I have always been amazed by people who can swallow one book after the other. Who can take up one at any situation, at the bus stop, on the train, and just read and disappear into another dimension.
I was never much of a reader myself when I was younger. The books that I read as a teenager could probably be counted on one hand. However, if there was a book that I did in fact read, I would keep reading it over and over, until I knew it by heart.
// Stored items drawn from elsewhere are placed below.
PR #1932, opened 2019-04-10
Include extensions mhchem & copy-tex in home-page

### LINKED ISSUE #1866: Mhchem not loaded on katex.org
Hi!

I tried to enable mhchem extension that shipped in the new 0.10.1 version on my site. It seems to work although some rendering seems a bit odd (will make another issue for that) so I wanted compare with katex.org test page. It seems that mhchem is not loaded there. I realize that might be by design since mhchem is an extension, but maybe in this case it is worth it to add?

mothas:
This PR fixes #1866. As of now, the interactive demo box in [home page](https://katex.org/) does not load extensions `copy-tex` and `mhchem`. With this fix, users will be able to try the following in home-page:
* copy the rendered KaTex expressions as latex source
* try out chemical equations


danielhollas:
Forgive me if I am completely wrong here, I was looking into this as well some time ago. Shouldn't this be handled in the same way as katex.min.js?
i.e. including only relative path in index.html and modifying `website/lib/build.js`?

mothas:
@edemaine I'll need some guidance here. If I have understood this correctly, I'll have to do the following:
* include `mhchem` and `copy-tex` files in `website/static` folder
  * which version should I copy over? The latest?
* modify `index.html` to use relative paths, instead of absolute paths
* modify `website/lib/build.js` to include `mhchem` and `copy-tex` files

I thought I'll check with you first before making changes, so that I don't end up using up your time.

danielhollas:
@mothas at least when I tried to do it locally, your task list should do the trick. Except for one thing: I do not think you need to copy the files over to the `static` directory manually. They are copied automatically from your local build from `../dist` when you run `yarn start`, if you modify the `lib/build.js` accordingly. In fact, what you need to do is to add these extra files into `.gitignore`, as you can see from the last two lines in that file.

btw: don't forget to modify the regex on line 23 in `build.js` for production deploy. I guess that one cannot be tested locally and you'll need to push here and hope for the best. :-)

danielhollas:
@mothas one small github-related tip that I learned recently 🙂 
If you delete the word _issue_ in your first post in this PR like this:
      
   This PR fixes ~~issue~~ #1866.

...the issue #1866 will be closed automagically when this PR gets merged to master. See https://help.github.com/en/articles/closing-issues-using-keywords

mothas:
@danielhollas Thanks for the great tip! I have made changes like you mentioned. Let me know if there are any more review comments.

mothas:
@danielhollas Not sure if I completely understood your question. I'm assuming `dist` folder will have the latest version. Maybe we should update the content in `dist` folder?

danielhollas:
If you compare the source of the preview and actual katex.org, it uses the latest official build served via CDN, not the local files from dist. (the substitution in index.html is handled at the bottom of lib/build.js where you updated regex that handles this). The question was meant more to the maintainers of the repo.

danielhollas:
Hmm, if I understand the code correctly, you could perhaps test the production version by running:
```
export CONTEXT=production
cd website && yarn start
```
(this will modify the index.html in your repo, which you should revert later)

mothas:
@danielhollas You are right! When `CONTEXT=production`, `index.html` was edited to use CDN links, instead of relative paths. That resulted in `mhchem` and `copy-tex` not loading correctly(refer screenshot below). And hence they didn't work.

Will this be a problem in production? Or is it a matter or fixing the version numbers?

KaTeX browser console error

website/lib/build.js
```diff
@@ -16,11 +16,17 @@ fs.copySync('../dist/katex.min.js', 'static/static/katex.min.js');
...
+fs.copySync('../dist/contrib/copy-tex.min.js', 'static/static/copy-tex.min.js');
+fs.copySync('../dist/contrib/mhchem.min.js', 'static/static/mhchem.min.js');
+
+
 // use KaTeX from CDN on the main page for Netlify production deploy
 if (process.env.CONTEXT === 'production') {
     const version = require('../versions.json')[0];
     let indexHtml = fs.readFileSync('pages/index.html', 'utf8');
-    indexHtml = indexHtml.replace(/(["'])static\/(katex|fonts)/g,
+    indexHtml = indexHtml.replace(/(["'])static\/(katex|fonts|copy-tex|mhchem)/g,
```
danielhollas: You'll need a separate `.replace()` here, because the correct CDN URL for plugins is slightly different. For mhchem, it is 
`https://cdn.jsdelivr.net/npm/katex@0.10.1/dist/contrib/mhchem.min.js`
as explained here:
https://github.com/KaTeX/KaTeX/tree/master/contrib/mhchem

mothas: Included these changes.

mothas:
@danielhollas Let me know if you have more comments.

website/lib/build.js
```diff
@@ -16,11 +16,20 @@ fs.copySync('../dist/katex.min.js', 'static/static/katex.min.js');
...
+fs.copySync('../dist/contrib/mhchem.min.js', 'static/static/mhchem.min.js');
+
+
 // use KaTeX from CDN on the main page for Netlify production deploy
 if (process.env.CONTEXT === 'production') {
     const version = require('../versions.json')[0];
     let indexHtml = fs.readFileSync('pages/index.html', 'utf8');
     indexHtml = indexHtml.replace(/(["'])static\/(katex|fonts)/g,
         `$1https://cdn.jsdelivr.net/npm/katex@${version}/dist/$2`);
+        //CDN pathway different for `copy-tex` and `mhchem`
```
danielhollas: very very minor: You could chain the replaces like this:
```suggestion
        `$1https://cdn.jsdelivr.net/npm/katex@${version}/dist/$2`)
         .replace(/(["'])static\/(copy-tex|mhchem)/g,
            `$1https://cdn.jsdelivr.net/npm/katex@${version}/dist/contrib/$2`);
```

mothas: I did think about chaining it. But I realized it might more readable if I break it up because each replace is quite long. Any thoughts?

kevinbarabash: I'm okay either way.

kevinbarabash:
@edemaine it looks like https://github.com/KaTeX/KaTeX/blob/master/release.sh#L138-L139 will update all `/static/` paths in the docs to use the the CDN versions.

edemaine:
I agree this looks good! Thanks again.

To make the substitution symmetric, we could (maybe) copy the contributed libraries into `static/static/contrib`, but I'm not sure it's worth the change.

mothas:
> @edemaine it looks like https://github.com/KaTeX/KaTeX/blob/master/release.sh#L138-L139 will update all `/static/` paths in the docs to use the the CDN versions and update-sri.js will process anything that starts with `https://cdn.jsdelivr.net/npm/katex@` so I think we're good.

I was wondering if this will handle the newly added `mhchem` and `copy-tex` packages. These packages have an additional `/contrib/` in the path. Just checking if there are changes to be made on `release.sh` to accommodate this.

kevinbarabash:
I'm in the process of doing a release so we may as well merge this and see what happens.

kevinbarabash:
Looking at https://github.com/KaTeX/KaTeX/pull/1961/files#diff-589987ee7f5e5f193621aa08073028e0 and the source of update-sri.js it looks like we needed a `integrity` attribute in the script tag.  I'll add a placeholder one manually and then run `update-sri.js` on the `contrib/mhchem/README.md` to update it.

kevinbarabash:
I've updated #1961 so that it has a integrity hash in the mhchem README.md.

ylemkimon:
[clabot:check]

One of them was the Aristocats. I think I must have been reading it still, even when my classmates probably read thick and complicated books with no pictures. I was so into that book that the cats in the story became alive and I think it even changed my reality a little. I guess that is also why my own cat ended up looking like this:

When I was in secondary school the whole class would be dragged to the library every once in a while to choose a "bänkbok". This would be the only book that you could choose for yourself and I guess this was seen as a little reward or something from our teacher. But I thought it was horrible to go into that library. All those books with no pictures. I had no idea what to get and in the end I would just pick one randomly and go back to the class room.
With our own book of preference we would then sit at our desks and read for the rest of the lesson. I remember looking at all my classmates with their noses in one thick book after the other. After a while I would hear the sound of my neighbour turning the first page. I can still remember that feeling. I wondered if that book was so much better than the one I had chosen myself. I looked at mine once again and I realized it was number three in series called Vi Fem. Obviously I hadn´t read the other two.
I worked as a teacher a few years ago. Whenever I would see a kid sitting by their desk looking stressed over their task, taking a peek at what the neighbour was doing, I would remember exactly what it felt like. And I would want to sit down next to him or her and say: "Hey, I was just the same, but don´t worry, let them read and do your thing. One day you will find your own way to that story. And if you don´t, it probably wasn´t worth the effort anyway." I should have done it.
But as much as I would dislike sitting at my desk with a book in my hands, there would still be some very beautiful moments that I will never forget that were created from books. Maybe that is why I do love books today, even if I still might not be one of those who can consume them, one after the other.
A moment like that would be when one of my teachers would turn off the light in the classroom, take a seat on top of the teacher´s desk with her legs crossed, and read to us. We would light a little candle on each one of our desks and then we would just sit there and listen to the story. Slowly all kinds of images were created in my head. Of people and places that I had never seen before. I would hardly notice my classmates anymore, eventhough I do have a vague memory of some of the guys burning pencils on their candles in those precious moments.

At home, my mum would sometimes do the same to me, even when I was old enough to read myself. One time she read the whole Kulla-Gulla series. It consisted of maybe 12 books and was about the life of a poor, orphan girl in the 19th century. My mum would lie on her bed and read it to me. I would stare up on the roof and imagen Kulla-Gulla and everything that happened to her. And afterwards I could brag about it to my friends in school. "Have you read Kulla-Gulla? Yeah all 12 of them..."
Yesterday I was in Mexico City again. After alot of walking we came to a beautiful bookstore called El Péndulo in the Zona Rosa. I was really excited to go there. Seeing all the books around me made me happy. They reminded me of all the stories that exist and the passion that so many writers had put into them. But when my boyfriend started taking up one book after the other, a vague but familiar feeling would come over me.


We had a coffee inside the bookstore and looked at all the books. It was nice. Then all of sudden, on a table with books on sale, a yellow book with the title "Un día perfecto" appears. The author was called Melania G. Mazzucco. I had never heard about her or the book before, but the title was indeed striking for the Dreamdayproject.
After finishing our coffees I walked down the stairs and picked up the book. I read the first few lines on the back. Then a better idea came up...
I took a quick look over my shoulder. The coast was clear. I streched for a Dreamday Sticker in my bag and quickly stuck it inside the book. (I never glued it!) What could be a better place for my question than inside a book with the same title? I pictured someone stretched out in a sofa somewhere in Mexico City reading the book when suddenly the little sticker would fall out. The idea was thrilling.
To be on the safe side I also placed a sticker inside "El amor en los tiempos del cólera" by Gabriel García Márquez on my way out. Just in case nobody would ever buy that book by Mazzucco. I walked out of the bookstore with a smile on my face. Not a word wiser but alot happier. And so was another mission completed in Mexico City.